Parque Metropolitano de Manguinhos

Por mais orgulho que os moradores de Fernäo Cardin e Vidigal tenham do saneamento de seu bairro, pouco do progresso será percebido pelo visitante. A primeira vista se vê até hoje as favelas levantadas pelas próprias mäos em terrenos ocupados, típicas para o Rio de Janeiro. Mas a primeira vista engana. Como a comparação com a situação antes do saneamento confirma, não se pode mais falar de uma situação urbanística e de construção caótica, até perigosa e principalmente dramática no que diz respeito a higiene. Muito pelo contrário Aqui não há mais condições críticas. A satisfação, com que os moradores agora denominam seu bairro não mais como favela, mas como Bairro, como um quarteirão normal de residências, tem portanto um fundamento. Essa também deve ter sido a opinião do júri do"Verônica Rudge Green Prize in Urban Design" quando concedeu ao arquiteto responsável pelas melhorias urbanísticas e arquitetônicas de Fernão Cardin, Vidigal, Salgueiro, Fubá-Campinho, Rio das Pedras a outras favelas, Jorge Mario Jáuregui o Premio de Urbanismo da Harvad University. Com essa premiação a atenção pública cresceu não só para a obra do arquiteto argentino que trabalha no Rio, mas também para o Programa Favela-Bairro da cidade do Rio de Janeiro como um todo. Na frente da homenagem está claramente a realização de concepção e criação de Jáuregui e não - como poderia se pensar - o significado político e social desse neste sentido sem dúvida importante Programa. Como sempre, o júri - ele estava esta vez sob a direção de Rodolfo Machado (Machado and Silvetti Associates, Boston) - julgou também esta vez em primeira linha a qualidade de planejamento e arquitetura dos trabalhos. Antes de Jáuregui foram homenageados em 1988 Ralph Erskine e Álvaro Siza, 1990 a cidade de Barcelona, 1993 Fumihiko Maki e Luigi Snozzi, 1996 a cidade do México e em 1998 Norman Foster. Assim a realização de Jáuregui só foi possível dentro do quadro de Favela-Bairro.

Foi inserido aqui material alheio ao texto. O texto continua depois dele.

PR #365, opened 2022-02-21
Handle non-fully-active documents

### LINKED ISSUE #162: Handle non-fully-active documents

marcoscaceres:
closes #162 

 * [ ] [Modified Web platform tests](https://github.com/web-platform-tests/wpt/pull/32921)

O programa visa a integraçäo urbanística das favelas como condição para a integração na sociedade de seus moradores. Ao contrário de programas anteriores com visão parecida, exclui-se de antemão a possibilidade de derrubar as casas supostamente inferiores e sua reposição por uma versão similar da arquitetura burguesa dos quarteirões de sua vizinhança. Pelo contrário, trata-se de fortalecer e ampliar as estruturas urbanísticas e com isso, também as sociais. O trato respeitoso com as construções existentes é parte fixa desta nova estratégia. No início do trabalho de planejamento havia os levantamentos detalhados das condições. Jorge Mario Jáuregui e os colaboradores de seu escritório Planejamento Arquitetônico e Ambiental (PAA) realizaram este trabalho com uma exatidão rara para trabalhos sociais. Da vista do arquiteto tinha que ser assim, afinal a informações obtidas serviriam para compreender a vida das pessoas em suas habitações. Tratava-se da forma e intensidade das utilizações das áreas públicas, de identificar vizinhanças e conexões no transporte público na confusão construída, mas também de identificar zonas de problemas. Necessariamente destes estudos foram realizados em plena concordância dos moradores, com suas organizações de administração e outros grupos de interesse - dos quais em algumas favelas fazem parte grupos parecidos com a máfia e bandos de traficantes. Um trabalho em conjunto desta natureza exigiu dos arquitetos alta capacidade de conversar sem preconceito e competência social.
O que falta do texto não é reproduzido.